BIPPO: Budget-Aware Independent PPO for Energy-Efficient Federated Learning Services
Anna Lackinger, Andrea Morichetta, Pantelis A. Frangoudis, Schahram Dustdar
TL;DR
Budget-aware IPPO (BIPPO) tackles energy-constrained IoT-Federated Learning by learning a client-selection policy under a fixed energy budget. It deploys an Independent PPO framework within a cooperative MARL setting, featuring an improved sampler that respects budgets and reduces RL training energy. Across Fashion-MNIST and CIFAR-10, BIPPO achieves higher mean accuracy and stronger stability than PPO, IPPO, FPPO, and heuristic baselines, while maintaining energy use that is negligible and largely independent of the number of participating clients. The approach scales to dozens of devices, remains robust under client churn, and is complemented by transfer-learning and practical considerations for real-world deployment.
Abstract
Federated Learning (FL) is a promising machine learning solution in large-scale IoT systems, guaranteeing load distribution and privacy. However, FL does not natively consider infrastructure efficiency, a critical concern for systems operating in resource-constrained environments. Several Reinforcement Learning (RL) based solutions offer improved client selection for FL; however, they do not consider infrastructure challenges, such as resource limitations and device churn. Furthermore, the training of RL methods is often not designed for practical application, as these approaches frequently do not consider generalizability and are not optimized for energy efficiency. To fill this gap, we propose BIPPO (Budget-aware Independent Proximal Policy Optimization), which is an energy-efficient multi-agent RL solution that improves performance.
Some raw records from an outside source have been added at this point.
PR #669, opened 2018-01-26
cdb2api:have a function that only reads config

adizaimi:
Instead of calling get_comdb2db_hosts() with all null parameters, just call new function that loads config only_read_config(). This way our intention is clear, but also we decrease chance of a bug in case we modify the former.

### DIFF
--- a/cdb2api/cdb2api.c
+++ b/cdb2api/cdb2api.c
@@ -966,7 +966,7 @@ static int get_comdb2db_hosts(cdb2_hndl_tp *hndl, char comdb2db_hosts[][64],
                 __LINE__);
     }
 
-    if (get_config_file(dbname, filename, sizeof(filename)) != 0)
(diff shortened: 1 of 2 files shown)


cdb2api/cdb2api.c
```diff
@@ -4467,6 +4467,17 @@ static int cdb2_dbinfo_query(cdb2_hndl_tp *hndl, char *type, char *dbname,
     return -1;
 }
 
+static inline void only_read_config()
+{
+    FILE * fp = fopen(CDB2DBCONFIG_NOBBENV, "r");
+    if (fp != NULL) {
+        read_comdb2db_cfg(NULL, fp, NULL, NULL, NULL,
```
mohitkhullar: this isn't falling back to /bb/bin or other location of comdb2db.cfg..

adizaimi: you are right, i was not thinking about  those other locations.

PR #1278, opened 2018-11-27
Add new keywords to fallback list

nirbhayc:
.


nirbhayc:
> These changes should not be necessary once the new SQLite version is merged?

Right

PR #1280, opened 2018-11-28
sqlite/parse.y: Add 'KEY' back to fallback ID

nirbhayc:
This is needed to preserve backwards compatibility with R6. This change, however, introduced a conflict in the parser which broke the DDL syntax introduced in R7 - where one could use 'KEY' to create a dup key - causing the following command to fail with syntax error.

`CREATE TABLE t(i INT KEY);`

The syntax error was fixed by disallowing parser to accept multi-word types, as it caused parser to think of 'KEY' (in the above command) as part of data type. Internal use of multi-word 'interval' types has also been updated.


nirbhayc:
Fix based on @akshatsikarwar's idea: https://github.com/bloomberg/comdb2/pull/1283

PR #1286, opened 2018-11-29
Fix stored procedure service time.

riverszhang89:
Service timers aren't reset for a stored procedure.


riverszhang89:
The pull request has passed robomark:

```
cdb2test   Nov 29 22:37:03 2018  in-comdb2db sp_svc_time.R20181129.8
```

PR #1287, opened 2018-11-30
Include git sha in executable for identification purposes

adizaimi:
Include git sha in executable for identification purposes:
```
> strings db/comdb2 | grep GIT_VERSION_SHA
GIT_VERSION_SHA=49aeacd6
```


adizaimi:
If there are local changes, it will show: 
`GIT_VERSION_SHA=d4b5da5c with local changes`

PR #1293, opened 2018-12-03
Fix cinsert_linearizable

markhannum:
Simple cdb2api fix: don't send snapinfo from a non-existant stackframe.  I've added a server-side sanity check which optionally cores on an insane request.


akshatsikarwar:
I like https://github.com/bloomberg/comdb2/pull/1294 better.

PR #1296, opened 2018-12-04
cleanup more warnings

adizaimi:
* cleanup more warnings
* exclude noncomdb2 directories from some warning types


mem/mem.c
```diff
@@ -1129,8 +1129,10 @@ char *comdb2_strndup_static(int indx, const char *s, size_t n)
 
 struct mallinfo comdb2_mallinfo_static(int indx)
 {
+#ifdef INSECURE
     struct mallinfo empty = {0};
     STATIC_RANGE_CHECK(indx, empty);
```
riverszhang89: `STATIC_RANGE_CHECK(indx, (struct mallinfo){0});` would read neater than this.

akshatsikarwar: Should that be Unsecure?

adizaimi: That seems to work, thanks Rivers.

akshatsikarwar:
If only gcc then test for gcc (instead of linux)

akshatsikarwar:
`if ("${CMAKE_CXX_COMPILER_ID}" STREQUAL "GNU")`

akshatsikarwar:
`if ("${CMAKE_C_COMPILER_ID}" STREQUAL "GNU")`

mem/mem.c
akshatsikarwar: INSECURE means something else, no?

adizaimi: STATIC_RANGE_CHECK is wrapped in an ifdef INSECURE   block. I was using same, but not needed if I use Rivers' trick. Thanks.

PR #1297, opened 2018-12-05
Update documentation to pass 'local' to cdb2sql

AidanDelaney:
The overview documentation invokes `cdb2sql testdb` without passing
the required parameter `dbtype`.  The 'local' `dbtype` is a valid
way to access a comdb2 instance running locally.

    - This is a *documentation* fix

    - Currently when running 7.0.R2 I can't work through the overview documentation.  This is because the `cdb2sql` binary requires a `dbtype` parameter to be passed to it.

    - After applying this PR the documentation is modified to suggest users execute `cdb2sql testdb 'local' 'select (1+1) as "math"'`.  By passing the `dbtype` to `cdb2sql` the query successfully runs.

### DIFF
--- a/docs/pages/overview/example_db.md
+++ b/docs/pages/overview/example_db.md
@@ -18,7 +18,7 @@ $ comdb2 --create testdb  &
 $ comdb2 testdb &
 ...
 # Run queries
-$ cdb2sql testdb 'select 1+1 as "math"'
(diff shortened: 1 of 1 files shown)


mponomar:
'local' is the default in the current master - it's assumed if no type is specified.  Documentation tracks that.  There's older versions where that wasn't the case.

We evaluate BIPPO on two image classification tasks run in a highly budget-constrained setting, with FL clients training on non-IID data, a challenging context for vanilla FL. The improved sampler of BIPPO enables it to increase the mean accuracy compared to non-RL mechanisms, traditional PPO, and IPPO. In addition, BIPPO only consumes a negligible proportion of the budget, which stays consistent even if the number of clients increases. Overall, BIPPO delivers a performant, stable, scalable, and sustainable solution for client selection in IoT-FL.